4. Airplanes
The movies they show on airplanes always seem awful. Realistically though, I've flown enough that if it was merely a problem of selection, I would have run into a few decent movies by now. But not a single one. My first straw-man to blame is Sandra Bullock. No it wasn't Speed, and not even Speed 2, it was far worse: Hope Floats. Pity the child who excitedly placed their bookmark into the unabridged Three Musketeers when they saw the projector screen magically lowering itself, and with confusion noticed looks of distain and disinterest upon his parents' faces, and then--with a sad and determined certainty--grew to understand the forlorn expressions of those around him.
It is perhaps unfair to put all the blame on Sandra. I think I just get into a mood when I travel on airplanes. You're flying faster than anyone had ever moved a hundred years ago, and you're higher off the ground than any living thing has ever propelled itself under its own power. But what are you thinking about? You're thinking about the obese and obnoxious person beside you who has already drilled her life into your unreceptive right ear. This should be an awesome--in the inspiring the fear of God sense--experience, but instead you're wondering why the woman next you thinks its important that you know she is married, adopted, plays online computer games, loves Japanese animation, and is a Jew. Well damn. At least one of those is somewhat relevant to why I am on this plane.
Which, in the most literal of senses, is to cross the Pacific Ocean. To be a bit more explicit, it is to depart from Los Angeles and--to fourteen hours later--arrive in the outskirts of Tokyo. At that point there is apparently an orchestrated militia who will happily guide us from one the subterranean depths of the Narita airport towards fresh air... and then immediately back into busses to be carted off to our hotels.
But really, I'm not that focused on my future right now. I'm not even that focused on the the over-talkative woman to my right, or on the friendly chap to my left. I'm not even replaying my conversations with an intriguingly cute girl I met in the airport and who is now cloistered some dozen rows behind me. No, I'm thinking about something a bit more abstract. Something more useless, unanswerable, and pressing.
It is related to the earlier thought about how we forget that airplanes are genuinely amazing things, but my mind has swerved into a slightly different direction this time. Somewhere below me, miles down, is a vast ocean. Well, the view panel infront of me corrects my belief in bright blues and greens depicting Siberia beneath its thin metal walls. I am tempted to pursue the motivations behind the first humans to theoretically cross the land bridge in the last ice age. But no, I can't imagined their progress now, I have something important to pin down.
I pull out a pad of Mariott Inn branded paper and the pen I've been using for the last couple of years (although I promise not to get sidetracked again, it and its mechanical pencil twin are my two longest possessions). Sometimes watching ink float onto the page is soothing. I recommend it the next time you're trying to work through something in your head, but--yes--I promise to get on with my point.

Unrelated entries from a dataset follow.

PR #17957, opened 2021-05-16
[luasec] new port

TheCycoONE:
Adds luasec, a lua library for networking over TLS.

https://github.com/brunoos/luasec/

all, No

Yes

Yes

### DIFF
--- a/ports/luasec/CMakeLists.txt
+++ b/ports/luasec/CMakeLists.txt
@@ -1,0 +1,38 @@
+cmake_minimum_required(VERSION 3.20.0)
+project(luasec)
+
+find_path(LUA_INCLUDE_DIR lua.h PATH_SUFFIXES lua)
+find_library(LUA_LIBRARY lua)
+find_package(OpenSSL)
+
+set(LUASEC_INCLUDES ${LUA_INCLUDE_DIR} src)
+set(LUASEC_LIBRARIES
+    ${LUA_LIBRARY}
+    OpenSSL::SSL
+    OpenSSL::Crypto
+    OpenSSL::applink
+    ws2_32)
+
+add_library(lua-ssl
+    src/config.c
+    src/ssl.c
+    src/context.c
+    src/x509.c
+    src/ec.c
+    src/options.c
+    src/luasocket/buffer.c
+    src/luasocket/io.c
+    src/luasocket/timeout.c
+    src/luasocket/wsocket.c)
+
+target_include_directories(lua-ssl PRIVATE ${LUASEC_INCLUDES})
+target_link_libraries(lua-ssl PRIVATE ${LUASEC_LIBRARIES})
+set_target_properties(lua-ssl PROPERTIES PREFIX "")
+
+install(TARGETS lua-ssl
+    RUNTIME DESTINATION bin
+    LIBRARY DESTINATION lib
+    ARCHIVE DESTINATION lib)
+
+install(FILES src/ssl.lua DESTINATION share/lua)
+install(FILES src/https.lua DESTINATION share/lua/ssl)
--- a/ports/luasec/portfile.cmake
+++ b/ports/luasec/portfile.cmake
@@ -1,0 +1,33 @@
+set(LUASEC_REVISION v1.0.1)
+set(LUASEC_HASH 21ae200e40f13a35eebca95cdac25ae13532a3008b2f9ec97a079033b9efde69e81954354453623eb77340368f482d3c69adb26881a6c0d7c4897df31301af93)
+
+if (VCPKG_TARGET_IS_WINDOWS)
+    vcpkg_check_linkage(ONLY_DYNAMIC_LIBRARY)
+endif()
+
+vcpkg_from_github(
+    OUT_SOURCE_PATH SOURCE_PATH
+    REPO brunoos/luasec
+    REF ${LUASEC_REVISION}
+    SHA512 ${LUASEC_HASH}
+    HEAD_REF master
+)
+
+file(COPY ${CMAKE_CURRENT_LIST_DIR}/CMakeLists.txt DESTINATION ${SOURCE_PATH})
+
+vcpkg_configure_cmake(
+    SOURCE_PATH ${SOURCE_PATH}
+    PREFER_NINJA
+)
+
+vcpkg_install_cmake()
+vcpkg_copy_pdbs()
+
+# Remove debug share
+file(REMOVE_RECURSE ${CURRENT_PACKAGES_DIR}/debug/share)
+
+# Handle copyright
+file(INSTALL ${SOURCE_PATH}/LICENSE DESTINATION ${CURRENT_PACKAGES_DIR}/share/${PORT} RENAME copyright)
+
+# Allow empty include directory
+set(VCPKG_POLICY_EMPTY_INCLUDE_FOLDER enabled)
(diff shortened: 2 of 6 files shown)


ports/luasec/CMakeLists.txt
```diff
@@ -0,0 +1,41 @@
...
+
+set(LUASEC_INCLUDES ${LUA_INCLUDE_DIR} src)
+set(LUASEC_LIBRARIES
+    ${LUA_LIBRARY}
+    OpenSSL::SSL
+    OpenSSL::Crypto
+    OpenSSL::applink
+    ws2_32)
+
+add_library(ssl
```
ras0219, line 16: This library name looks like it would conflict with other ssl libraries (`libssl.so`/`ssl.dll`). What's the official upstream name?

```suggestion
add_library(luasec
```

TheCycoONE: Upstream expects the ssl.dll/ssl.so name.

If the code is linked to the C/C++ project that should be alright to change it, however it's not uncommon to include through lua in which case the ssl.dll name needs to stay.

https://packages.debian.org/bullseye/amd64/lua-sec/filelist is how debian packages it:
liblua<lua_version>-sec.so.<luasec_version> for linking to C and lua/<lua_version>/ssl.so for including in lua.

Any preferences? I think lpeg, luasocket, luafilesystem, etc. should follow the same convention.

TheCycoONE: archlinux only installs it to `usr/lib/lua/5.4/ssl.so` - any opinion on bin/lua/ssl.(dll|so)

TheCycoONE: https://github.com/lua/lua/blob/681297187ec45268e872b26753c441586c12bdd8/luaconf.h#L212 may also be relevant to the discussion if we're concerned about the dynamic load from lua use case. We could recommend setting CPATH to include lua-?.dll and name the library lua-ssl.dll

Do you like that option?

JonLiu1993:
@ras0219,Could you help review this pr?

ports/luasec/portfile.cmake
```diff
@@ -0,0 +1,30 @@
+set(LUASEC_VERSION 1.0.1)
```
PhoebeHui, line 1:
```suggestion
```

ports/luasec/CMakeLists.txt
```diff
@@ -0,0 +1,41 @@
...
+    src/x509.c
+    src/ec.c
+    src/options.c
+    src/luasocket/buffer.c
+    src/luasocket/io.c
+    src/luasocket/timeout.c
+    src/luasocket/wsocket.c)
+
+if(WIN32)
+    add_definitions("-DLSEC_API=__declspec(dllexport)")
```
JackBoosY, line 29: From https://github.com/brunoos/luasec/blob/master/luasec.vcxproj#L54
```xml
      <PreprocessorDefinitions>WIN32;_DEBUG;_WINDOWS;_USRDLL;LUASEC_EXPORTS;LUASEC_INET_NTOP;WINVER=0x0501;_WIN32_WINNT=0x0501;NTDDI_VERSION=0x05010300;%(PreprocessorDefinitions)</PreprocessorDefinitions>
```
And it was defined in https://github.com/brunoos/luasec/blob/d5df31561751ec0d4098dfc09c92ece215a56a5a/src/compat.h#L15-L19.
So we don't need this.

PhoebeHui (commented):
The LUASEC_VERSION looks not used.

ports/luasec/portfile.cmake
```diff
@@ -0,0 +1,30 @@
...
+set(LUASEC_REVISION v1.0.1)
+set(LUASEC_HASH 21ae200e40f13a35eebca95cdac25ae13532a3008b2f9ec97a079033b9efde69e81954354453623eb77340368f482d3c69adb26881a6c0d7c4897df31301af93)
+
```
JackBoosY, line 4: From https://github.com/brunoos/luasec/blob/d5df31561751ec0d4098dfc09c92ece215a56a5a/src/compat.h#L15-L19:
```cpp
#if defined(_WIN32)
#define LSEC_API __declspec(dllexport) 
#else
#define LSEC_API extern
#endif
```
I think the upstream only support dynamic build on Windows, so please add the following code here:
```cmake
if (VCPKG_TARGET_IS_WINDOWS)
endif()
```

JackBoosY (changes requested):

TheCycoONE:
Changed as suggested and removed the prefix from the so library. I'm still not clear on how we'd want to handle a possible name collision. I think the same approach should be applied to luasocket, lpeg, luafilesystem - whatever we pick.

TheCycoONE:
@JackBoosY any idea why I'm getting those errors "REGRESSION: libtasn1:x64-windows-static. If expected, add libtasn1:x64-windows-static=fail to .\scripts\ci.baseline.txt." - seems to happen every time, and I'm not sure what it has to do with my changes.

JackBoosY:
Waiting for https://github.com/microsoft/vcpkg/pull/18116 merge.

JackBoosY:
Ready for review now?

TheCycoONE:
Yes, thank you.

ports/luasec/CMakeLists.txt
JackBoosY: I'd like to change this name to `lua-ssl`.

TheCycoONE: Do you think we want or need any message letting people know to include lua-?.dll in their LUA_CPATH? I'm not sure the policy on messages in vcpkg.

JackBoosY: - If this library completely uses the code of other third-party libraries, we must instead find and use the third-party libraries in vcpkg.
- If this library only conflicts with other libraries in name, I think in order to prevent the library name from conflicting with other libraries, we have to change its name to `${PORT}-${LIBRARY}` to avoid that.

TheCycoONE: ok, I have changed the library to lua-ssl.

ports/luasec/portfile.cmake
```diff
@@ -0,0 +1,33 @@
...
+vcpkg_copy_pdbs()
+
+# Remove debug share
+file(REMOVE_RECURSE ${CURRENT_PACKAGES_DIR}/debug/share)
+
+# Handle copyright
+file(INSTALL ${SOURCE_PATH}/LICENSE DESTINATION ${CURRENT_PACKAGES_DIR}/share/${PORT} RENAME copyright)
+
+# Allow empty include directory
+set(VCPKG_POLICY_EMPTY_INCLUDE_FOLDER enabled)
```
JackBoosY, line 33: Can I ask why this port doesn't contain headers? Is it just a tool or something?

JackBoosY (changes requested):

ports/luasec/portfile.cmake
TheCycoONE: It's a lua C library, similar to:
https://github.com/microsoft/vcpkg/tree/master/ports/lpeg 
https://github.com/microsoft/vcpkg/tree/master/ports/luafilesytem
https://github.com/microsoft/vcpkg/tree/master/ports/luasocket

By convention they export luaopen_<name>
https://www.lua.org/pil/26.2.html describes the mechanism. As long as the export follows the luaopen_<name> convention and has the right name it can be found by the package searcher from a require statement in lua:
http://www.lua.org/manual/5.4/manual.html#pdf-package.searchers

JackBoosY (approved):

strega-nil-ms:
Thanks @TheCycoONE  :)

What I want to talk about now is crossing oceans.
I remember reading an article about modern scientists who believe that the first humans to come to North America may have not crossed the Bering Straight, but may have instead sailed across the ocean with their "more advanced than previously thought navigational and ship building technologies." Sitting here on an airplane, accomplishing in a day what would have taken these hypothetic boatpeople weeks or months, I am plagued by variants of one question: Why?
Why does anyone set off into unknowable distance? Who would leave their entire past behind them and cross an ocean? Did they know what they were doing when the embarked? If they did cross the ocean, was their first reaction joy, and their second reaction the beginning of a lifelong desire to erase their voyage and return home?
I suspect I'll whittle away some hours pondering my relationship with these ancient ocean crossers. Today I join them among the ranks of those who have looked at oceans, but only seen memories beneath the waves.
Should I be ashamed that I long ago abandoned the helm, and willingly surveyed any view except forward? I have smiled and spoken about my bright future, but I have thrown myself into a current that makes my strokes look feeble.
I've never liked oceans. I am so much smaller.